If the second draft Data Security Law is enacted in its current form, restrictions would apply not only to transmission of information from Mainland China to a foreign law enforcement agency in a criminal proceeding (such as in response to a grand jury subpoena) and for the purpose of a specific investigation conducted by an enforcement agency (such as the SEC or OFAC), there would also be restrictions on Chinese (including Hong Kong) parties when it comes to producing documents overseas in civil and administrative proceedings. This will complicate the ability of MNCs in China, now including Hong Kong and Macau, to comply with foreign legal requirements and to defend themselves in foreign legal proceedings, even in matters bearing no apparent relationship to national security as defined in other countries.
On the one hand, MNCs may be under obligation to produce documents located overseas (such as in China) even when doing so would violate foreign law. For instance, the Clarifying Lawful Overseas Use of Data (CLOUD) Act (2018) gives U.S. law enforcement agencies extraterritorial power to access electronically-stored communications data located outside the U.S. provided that the information sought is relevant and material to an ongoing criminal investigation. Similarly, after conducting a fact-based analysis, a U.S. court may order a U.S. company to produce documents located outside the U.S. in response to a criminal or civil subpoena. Failure to do so may result in negative consequences ranging from fines to adverse judgments. One can readily imagine a scenario in which a U.S. law enforcement agency or court orders a U.S. company to produce materials located in China (including Hong Kong) through its Chinese (including Hong Kong) subsidiaries.
On the other hand, acting as a blocking statute against such extraterritorial reach, the new Data Security Law would effectively block any such data export to foreign judicial and law enforcement agencies not only in criminal, but also in civil and administrative proceedings, without prior Chinese government approval under an uncertain timeline.

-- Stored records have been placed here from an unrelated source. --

PR #3088, opened 2019-03-25
API to return ColumnPairs for a OneToOneTransformer.

### LINKED ISSUE #3087: API to return ColumnPairs for a transformer.
We need an API to return ColumnPairs for transformers descending from OneToOneTransformerBase. Create such an API in the experimental nuget.

codemzs:
fixes #3087

### DIFF
--- a/src/Microsoft.ML.Data/Transforms/ExtensionsCatalog.cs
+++ b/src/Microsoft.ML.Data/Transforms/ExtensionsCatalog.cs
@@ -36,10 +36,12 @@ namespace Microsoft.ML
         }
 
         [BestFriend]
-        internal static (string outputColumnName, string inputColumnName)[] ConvertToValueTuples(InputOutputColumnPair[] infos)
-        {
-            return infos.Select(info => (info.OutputColumnName, info.InputColumnName)).ToArray();
-        }
+        internal static (string outputColumnName, string inputColumnName)[] ConvertToValueTuples(InputOutputColumnPair[] infos) =>
+            infos.Select(info => (info.OutputColumnName, info.InputColumnName)).ToArray();
+
+        [BestFriend]
+        internal static  InputOutputColumnPair[] ConvertFromValueTuples((string outputColumnName, string inputColumnName)[] infos) =>
+            infos.Select(v => new InputOutputColumnPair(v.outputColumnName, v.inputColumnName)).ToArray();
     }
 
     /// <summary>
--- a/src/Microsoft.ML.Data/Transforms/ExtensionsCatalog.cs
+++ b/src/Microsoft.ML.Data/Transforms/ExtensionsCatalog.cs
@@ -2,6 +2,7 @@
 // The .NET Foundation licenses this file to you under the MIT license.
 // See the LICENSE file in the project root for more information.
 
+using System.Collections.Generic;
 using System.Linq;
 using Microsoft.ML.Data;
 using Microsoft.ML.Runtime;
@@ -40,8 +41,8 @@ namespace Microsoft.ML
             infos.Select(info => (info.OutputColumnName, info.InputColumnName)).ToArray();
 
         [BestFriend]
-        internal static InputOutputColumnPair[] ConvertFromValueTuples((string outputColumnName, string inputColumnName)[] infos) =>
-            infos.Select(info => new InputOutputColumnPair(info.outputColumnName, info.inputColumnName)).ToArray();
+        internal static IReadOnlyList<InputOutputColumnPair> ConvertFromValueTuples((string outputColumnName, string inputColumnName)[] infos) =>
+            infos.Select(info => new InputOutputColumnPair(info.outputColumnName, info.inputColumnName)).ToList().AsReadOnly();
     }
 
     /// <summary>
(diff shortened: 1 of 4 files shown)


src/Microsoft.ML.Data/Transforms/ExtensionsCatalog.cs
```diff
@@ -36,10 +36,12 @@ public InputOutputColumnPair(string outputColumnName, string inputColumnName = n
...
         [BestFriend]
-        internal static (string outputColumnName, string inputColumnName)[] ConvertToValueTuples(InputOutputColumnPair[] infos)
-        {
-            return infos.Select(info => (info.OutputColumnName, info.InputColumnName)).ToArray();
-        }
+        internal static (string outputColumnName, string inputColumnName)[] ConvertToValueTuples(InputOutputColumnPair[] infos) =>
+            infos.Select(info => (info.OutputColumnName, info.InputColumnName)).ToArray();
+
+        [BestFriend]
+        internal static  InputOutputColumnPair[] ConvertFromValueTuples((string outputColumnName, string inputColumnName)[] infos) =>
```
artidoro: >   [](start = 23, length = 2)

nit: there are two spaces here I think.

src/Microsoft.ML.Data/Transforms/ExtensionsCatalog.cs
```diff
@@ -36,10 +36,12 @@ public InputOutputColumnPair(string outputColumnName, string inputColumnName = n
...
+            infos.Select(v => new InputOutputColumnPair(v.outputColumnName, v.inputColumnName)).ToArray();
```
artidoro: >v [](start = 25, length = 1)

nit: could be a good thing if we reconcile with the above `info => ...` instead of `v => ...`

src/Microsoft.ML.Experimental/OneToOneTransformerBaseExtensions.cs
```diff
@@ -0,0 +1,16 @@
...
+// See the LICENSE file in the project root for more information.
+
+using Microsoft.ML.Data;
+
+namespace Microsoft.ML.Experimental
+{
+    public static class OneToOneTransformerBaseExtensions
+    {
+        /// <summary>
+        /// Returns Input/Output column pair(s) for a <see cref="OneToOneTransformerBase"/>
```
artidoro:
```suggestion
        /// Returns the names of the input-output column pairs on which the transformation is applied.
```

src/Microsoft.ML.Experimental/OneToOneTransformerBaseExtensions.cs
```diff
@@ -0,0 +1,16 @@
...
+using Microsoft.ML.Data;
+
+namespace Microsoft.ML.Experimental
+{
+    public static class OneToOneTransformerBaseExtensions
+    {
+        /// <summary>
+        /// Returns the names of the input-output column pairs on which the transformation is applied.
+        /// </summary>
+        public static InputOutputColumnPair[] GetColumnPairs(this OneToOneTransformerBase transformer) => InputOutputColumnPair.ConvertFromValueTuples(transformer.ColumnPairs);
```
wschin: Do we want to return `IReadOnlyList`, which is not mutable?

codemzs:
@TomFinley Please leave any comments you may have and I will address this in another PR. I have sign-offs from @artidoro, @wschin and @Ivanidzo4ka for now. 

CC: @artidoro

TomFinley:
> @TomFinley Please leave any comments you may have and I will address them in another PR. I have sign-offs from @artidoro, @wschin and @Ivanidzo4ka for now.

Hi @codemzs and @artidoro, I am replying here with my opinions. Short reaction is, I think this is a good change, and entirely in the spirit of what I intended to be done with the experimental nuget, pursuant to #2279, and I am happy where it ended up. I see no reason for a new PR at this time.

One complaint: It would have been a bit cleaner to just make an `internal` method on `OneToOneTransformerBase` directly that returns these pairs, and just call that method simply. The way in which it was actually written (to make the *field* public, then operate on that field across the assembly) represents a needless breaking of the principle of encapsulation. I mean, there was no point to it, and now the class is significantly harder to understand. (Every time you make a central structure in a class more broadly accessible, you make that class harder to comprehend.)

Aside from breaking encapsulation, looking at it from a more general perspective, if we consider that the experimental API represents candidates for things that *might* become public, it is fair cleaner if the `internal` method in the stable code mirrors precisely the `public` extension method on the experimental code. That way, if we decide, "you know what, this should be public," it's just a matter of deleting the extension method then changing the `internal` to `public`. So that represents a simpler transition.

But, these are things that can be fixed later, as they deal with internal structures. No urgency.

Beyond that, in side communications I sensed concern that this might not be enough information, that the return type of this input/output pair is not right. My answer is: yes, you're probably right, but I've heard so many requests for information out of `ITransformer`s (ranging the gamut from the reasonable, as this is, to the ridiculous), that I start to suspect an API that could make everyone happy is impossible. I suspect that where we wind up will be something a bit more sophisticated than this, but what the shape of that will look like, ***I have no idea.*** So, given that I have no idea, I'm happy to start with something simple and easy to do (as @codemzs has done here) made to address a very specific, limited request for information from some people, so we at least have a starting point. And this sort of working in a 'new area' is precisely why we have this experimental project, and other experimental projects!

So, I think it's good.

Thus, Chinese (including Hong Kong) subsidiaries of foreign companies will be restricted from producing information overseas directly in response to a foreign law enforcement activity or a judicial proceeding. This may further weaken the distinctiveness of Hong Kong as a destination for foreign investment.
However, this does not mean that an MNC will always be unable to fulfill an obligation to comply when it comes to document production. For instance, the Chinese subsidiary of a MNC may routinely transfer inter-enterprise data in a manner consistent with applicable Chinese laws and sector-specific regulations with respect to national security, data localization, and privacy protection. This would provide an MNC’s overseas head office with access to at least some of the data to respond to a government investigation or other legal proceeding.
In short, the enactment of the new Data Security Law in its current form would create more challenges for MNCs in China, including Hong Kong and Macau, to comply with increasingly demanding and inherently conflicting rules in different jurisdictions.